| Crates.io | grpc-jwt-tonic |
| lib.rs | grpc-jwt-tonic |
| version | 0.2.0 |
| created_at | 2025-08-26 10:43:33.348866+00 |
| updated_at | 2025-10-31 11:20:39.885545+00 |
| description | JWT authentication and authorization middleware for servers in Rust + Tonic ecosystem |
| homepage | https://github.com/LdDl/grpc-jwt-tonic |
| repository | https://github.com/LdDl/grpc-jwt-tonic |
| max_upload_size | |
| id | 1810988 |
| size | 110,733 |
This crate provides JWT (JSON Web Token) authentication and authorization middleware for Tonic-based gRPC servers in Rust. It's the port of my original Go library grpc-jwt, maintaining the same API patterns and functionality while leveraging Rust's type safety and performance benefits.

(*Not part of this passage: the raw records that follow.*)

PR #4181, opened 2025-11-07
chore: Add support for desc assertions

sfc-gh-jcieslak:
## Changes
- Add support for adding assertions based on desc command (in sdk and resource output assertions)
- Generate example assertions based on listing desc output

## Next prs
- Check if an enum could be introduced instead of boolean (to enable other outputs, e.g. some objects have multiple SHOW and DESC and other query commands that could be supported with new enum or similar solution)
- Remove ObjectType usage inside the assertions (use string or sdk.ObjectType("") instead), to avoid having to specify object types that don't make sense from the Snowflake pov

### DIFF
--- a/pkg/acceptance/bettertestspoc/README.md
+++ b/pkg/acceptance/bettertestspoc/README.md
@@ -62,7 +62,8 @@ func (u *UserShowOutputAssert) HasNameAndLoginName(expected string) *UserShowOut
 ### Adding new resource describe output assertions
 Resource describe output assertions can be generated automatically. For object `abc` do the following:
 - add object you want to generate to `allStructs` slice in the `assert/objectassert/gen/sdk_object_def.go`
-- to add custom (not generated assertions) create file `abc_show_output_ext.go` in the `assert/resourceshowoutputassert` package. Example would be:
+  - remember to mark the struct with `IsDescribeOutput: true` in the `sdkObjectDef` definition
+- to add custom (not generated assertions) create file `abc_desc_output_ext.go` in the `assert/resourceshowoutputassert` package. Example would be:
 ```go
 func (u *UserShowOutputAssert) HasNameAndLoginName(expected string) *UserShowOutputAssert {
 	return u.
--- a/pkg/acceptance/bettertestspoc/assert/resourceshowoutputassert/gen/templates/assertions.tmpl
+++ b/pkg/acceptance/bettertestspoc/assert/resourceshowoutputassert/gen/templates/assertions.tmpl
@@ -3,7 +3,7 @@
 {{- $assertVar := FirstLetterLowercase .Name | FirstLetter }}
 
 {{- $assertName := .Name | printf "%sShowOutputAssert" }}
-{{- if .IsDataSourceOutput }}
+{{- if .IsDescribeOutput }}
     {{- $assertName = TrimSuffix .Name "Details" | printf "%sDescribeOutputAssert" }}
 {{- end}}
 
--- a/pkg/acceptance/bettertestspoc/assert/resourceshowoutputassert/gen/templates/definition.tmpl
+++ b/pkg/acceptance/bettertestspoc/assert/resourceshowoutputassert/gen/templates/definition.tmpl
@@ -4,7 +4,7 @@
 {{- $outputType := "Show"}}
 {{- $assertName := $name | printf "%sShowOutputAssert" }}
 
-{{- if .IsDataSourceOutput }}
+{{- if .IsDescribeOutput }}
     {{- $name = TrimSuffix .Name "Details" }}
 
     {{- $outputType = "Describe" }}
--- a/pkg/acceptance/bettertestspoc/assert/resourceshowoutputassert/gen/main/main.go
+++ b/pkg/acceptance/bettertestspoc/assert/resourceshowoutputassert/gen/main/main.go
@@ -31,7 +31,7 @@ func main() {
 }
 
 func getFilename(_ genhelpers.SdkObjectDetails, model gen.ResourceShowOutputAssertionsModel) string {
-	if model.IsDataSourceOutput {
+	if model.IsDescribeOutput {
 		return strings.TrimSuffix(genhelpers.ToSnakeCase(model.Name), "_details") + "_desc_output" + "_gen.go"
 	}
 	return genhelpers.ToSnakeCase(model.Name) + "_show_output" + "_gen.go"
--- a/pkg/acceptance/bettertestspoc/assert/resourceshowoutputassert/gen/model.go
+++ b/pkg/acceptance/bettertestspoc/assert/resourceshowoutputassert/gen/model.go
@@ -7,9 +7,9 @@ import (
 )
 
 type ResourceShowOutputAssertionsModel struct {
-	Name               string
-	IsDataSourceOutput bool
-	Attributes         []ResourceShowOutputAssertionModel
+	Name             string
+	IsDescribeOutput bool
+	Attributes       []ResourceShowOutputAssertionModel
 
 	*genhelpers.PreambleModel
 }
@@ -29,10 +29,10 @@ func ModelFromSdkObjectDetails(sdkObject genhelpers.SdkObjectDetails, preamble *
 
 	name, _ := strings.CutPrefix(sdkObject.Name, "sdk.")
 	return ResourceShowOutputAssertionsModel{
-		Name:               name,
-		IsDataSourceOutput: sdkObject.IsDataSourceOutput,
-		Attributes:         attributes,
-		PreambleModel:      preamble,
+		Name:             name,
+		IsDescribeOutput: sdkObject.IsDataSourceOutput,
+		Attributes:       attributes,
+		PreambleModel:    preamble,
 	}
 }
 


pkg/acceptance/bettertestspoc/assert/objectassert/listing_desc_snowflake_gen.go
```diff
@@ -0,0 +1,819 @@
...
+)
+
+type ListingDetailsAssert struct {
+	*assert.SnowflakeObjectAssert[sdk.ListingDetails, sdk.AccountObjectIdentifier]
+}
+
+func ListingDetails(t *testing.T, id sdk.AccountObjectIdentifier) *ListingDetailsAssert {
+	t.Helper()
+	return &ListingDetailsAssert{
+		assert.NewSnowflakeObjectAssertWithTestClientObjectProvider(sdk.ObjectTypeListingDetails, id, func(testClient *helpers.TestClient) assert.ObjectProvider[sdk.ListingDetails, sdk.AccountObjectIdentifier] {
```
sfc-gh-asawicki: The template currently uses `sdk.ObjectType{{ .Name }}` instead of the `ObjectType` from `SdkObjectDef`. The TODO (`// TODO [SNOW-2324252]: remove object type?`) had the question mark on purpose. The object type from the definition was not used at all, but perhaps it should be? This way, we could overwrite the object type for cases like the desc output or e.g., integrations. Let's discuss.

pkg/acceptance/bettertestspoc/assert/resourceshowoutputassert/gen/templates/assertions.tmpl
```diff
@@ -1,9 +1,16 @@
 {{- /*gotype: github.com/Snowflake-Labs/terraform-provider-snowflake/pkg/acceptance/bettertestspoc/assert/resourceshowoutputassert/gen.ResourceShowOutputAssertionsModel*/ -}}
 
-{{- $assertName := .Name | printf "%sShowOutputAssert" -}}
-{{- $nameLowerCase := FirstLetterLowercase .Name -}}
+{{- $assertName := .Name | printf "%sShowOutputAssert" }}
+{{- $nameLowerCase := FirstLetterLowercase .Name }}
 {{- $assertVar := FirstLetter $nameLowerCase }}
 
+{{- if .IsDataSourceOutput }}
+    {{- $trimmedName := TrimSuffix .Name "Details" }}
```
sfc-gh-asawicki: nit: nameLowerCase and assertVar could be constructed once for both cases by just disinguishing by name (i.e. conditionally define $name - .Name or TrimSuffix .Name "Details")

pkg/acceptance/bettertestspoc/assert/resourceshowoutputassert/gen/templates/definition.tmpl
```diff
@@ -1,29 +1,40 @@
-{{- /*gotype: github.com/Snowflake-Labs/terraform-provider-snowflake/pkg/acceptance/bettertestspoc/assert/resourceparametersassert/gen.ResourceParametersAssertionsModel*/ -}}
+{{- /*gotype: github.com/Snowflake-Labs/terraform-provider-snowflake/pkg/acceptance/bettertestspoc/assert/resourceshowoutputassert/gen.ResourceShowOutputAssertionsModel*/ -}}
 
-{{- $assertName := .Name | printf "%sShowOutputAssert" -}}
-{{- $nameLowerCase := FirstLetterLowercase .Name -}}
-{{- $assertVar := FirstLetterLowercase .Name | printf "%sAssert" }}
+{{- $name := .Name }}
+{{- $outputType := "Show"}}
+{{- $outputTypeLowerCase := FirstLetterLowercase $outputType }}
```
sfc-gh-asawicki: this is computed twice and both times we know the answer (Show -> show, Describe -> describe below). set output type conditionally and the this logic could be reused. Additionally, maybe the _output part could be incorporated as it;s repeated in the body

sfc-gh-asawicki (changes requested):

pkg/acceptance/bettertestspoc/assert/resourceshowoutputassert/gen/templates/assertions.tmpl
sfc-gh-jcieslak: Slimmed this a bit

pkg/acceptance/bettertestspoc/assert/resourceshowoutputassert/gen/templates/definition.tmpl
sfc-gh-jcieslak: True, extracted

pkg/acceptance/bettertestspoc/assert/resourceshowoutputassert/gen/templates/assertions.tmpl
```diff
@@ -1,8 +1,11 @@
 {{- /*gotype: github.com/Snowflake-Labs/terraform-provider-snowflake/pkg/acceptance/bettertestspoc/assert/resourceshowoutputassert/gen.ResourceShowOutputAssertionsModel*/ -}}
 
-{{- $assertName := .Name | printf "%sShowOutputAssert" -}}
-{{- $nameLowerCase := FirstLetterLowercase .Name -}}
-{{- $assertVar := FirstLetter $nameLowerCase }}
+{{- $assertVar := FirstLetterLowercase .Name | FirstLetter }}
+
+{{- $assertName := .Name | printf "%sShowOutputAssert" }}
```
sfc-gh-jmichalak, line 5: Nit: this line should be under an `else`​ block.

pkg/acceptance/bettertestspoc/README.md
```diff
@@ -49,7 +49,19 @@ Here's a short description of every generated assertion:
...
+func (u *UserShowOutputAssert) HasNameAndLoginName(expected string) *UserShowOutputAssert {
+	return u.
+		HasName(expected).
+		HasLoginName(expected)
+}
+```
+
+### Adding new resource describe output assertions
+Resource describe output assertions can be generated automatically. For object `abc` do the following:
+- add object you want to generate to `allStructs` slice in the `assert/objectassert/gen/sdk_object_def.go`
```
sfc-gh-jmichalak, line 64: What about filling `IsDescribeOutput`​ here?

pkg/acceptance/bettertestspoc/assert/resourceshowoutputassert/gen/templates/definition.tmpl
```diff
@@ -1,29 +1,39 @@
...
+{{- /*gotype: github.com/Snowflake-Labs/terraform-provider-snowflake/pkg/acceptance/bettertestspoc/assert/resourceshowoutputassert/gen.ResourceShowOutputAssertionsModel*/ -}}
 
-{{- $assertName := .Name | printf "%sShowOutputAssert" -}}
-{{- $nameLowerCase := FirstLetterLowercase .Name -}}
-{{- $assertVar := FirstLetterLowercase .Name | printf "%sAssert" }}
+{{- $name := .Name }}
+{{- $outputType := "Show"}}
+{{- $assertName := $name | printf "%sShowOutputAssert" }}
+
+{{- if .IsDataSourceOutput }}
```
sfc-gh-jmichalak: Same here.

pkg/acceptance/bettertestspoc/assert/objectassert/gen/main/main.go
```diff
@@ -30,5 +32,8 @@ func main() {
 }
 
 func getFilename(_ genhelpers.SdkObjectDetails, model gen.SnowflakeObjectAssertionsModel) string {
+	if model.IsDataSourceOutput {
```
sfc-gh-jmichalak, line 35: I think we should rename `IsDataSourceOutput`​ to `IsDescribeOutput`​ everywhere. Ultimately, I'm voting for an enum, but we can do this in a follow-up.

sfc-gh-jcieslak: Hmm, idk why I named this data source. I think I meant to describe,  but didn't notice...
Yeah, I'm also voting for enum, but wanted a quick simple solution for now. After all, probably not much will change after changing the type, but let's do it in a follow-up.

pkg/acceptance/bettertestspoc/README.md
sfc-gh-jcieslak: Added

pkg/acceptance/bettertestspoc/assert/resourceshowoutputassert/gen/templates/definition.tmpl
sfc-gh-jcieslak: Renamed

pkg/acceptance/bettertestspoc/assert/resourceshowoutputassert/gen/templates/assertions.tmpl
sfc-gh-jcieslak: This way it's simpler, because ifs introduce scope, meaning we would have to create an empty value first, then reassign it in the if or else block. Will be changed anyway with the introduction of enum.

pkg/acceptance/bettertestspoc/assert/objectassert/listing_desc_snowflake_gen.go
sfc-gh-asawicki: @sfc-gh-jcieslak I know we discussed this verbally but please add a short comment on what we decided with this one pls

sfc-gh-asawicki (approved):

pkg/acceptance/bettertestspoc/assert/objectassert/listing_desc_snowflake_gen.go
sfc-gh-jcieslak: We agreed to use for now `sdk.ObjectType("{{ .Name }}")` and in later iterations use plain string values as there's no benefit in using / passing `sdk.ObjectType` around (aligns with next prs in the PR description)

✅ JWT Authentication - Login with username/password, receive JWT tokens
✅ Token Refresh - Refresh expired tokens
✅ Method Interception - Selectively protect gRPC methods
✅ Multiple Algorithms - Support for HMAC (HS256, HS384, HS512) and RSA (RS256, RS384, RS512)
✅ Custom Claims - Add custom payload data to JWT tokens
✅ Authorization Logic - Flexible user authorization callbacks
✅ Streaming Support - Works with both unary and streaming gRPC calls
Add this to your Cargo.toml:
[dependencies]
grpc-jwt-tonic = "0.1.0"
tonic = "0.14.2"
tokio = { version = "1.0", features = ["macros", "rt-multi-thread"] }
serde_json = "1.0"
[build-dependencies]
tonic-prost-build = "0.14.2"
To regenerate protobuf files, use:
# Use the build.rs approach (recommended)
cargo build
Here's a complete server implementation with JWT authentication - server-side directory
# Start Rust gRPC server with JWT authentication
cd examples/server
cargo run --bin server
Here's how to use the JWT authentication from a Rust client - client-side directory
# Test with Rust client
cd examples/client
cargo run --bin client
For production use with RSA keys, generate private/public key pairs:
# Generate RSA private key
ssh-keygen -t rsa -b 4096 -m PEM -f jwtRS512.key
# Extract public key
openssl rsa -in jwtRS512.key -pubout -outform PEM -out jwtRS512.key.pub
Then use in your code:
let private_key = std::fs::read("jwtRS512.key")?;
let public_key = std::fs::read("jwtRS512.key.pub")?;
let opts = JwtEngineOptions {
alg: AlgorithmKind::RS512 { private_key, public_key },
// ... other options
};
Configure the JWT engine behavior:
pub struct JwtEngineOptions {
pub realm: String, // JWT realm identifier (default: "grpc jwt")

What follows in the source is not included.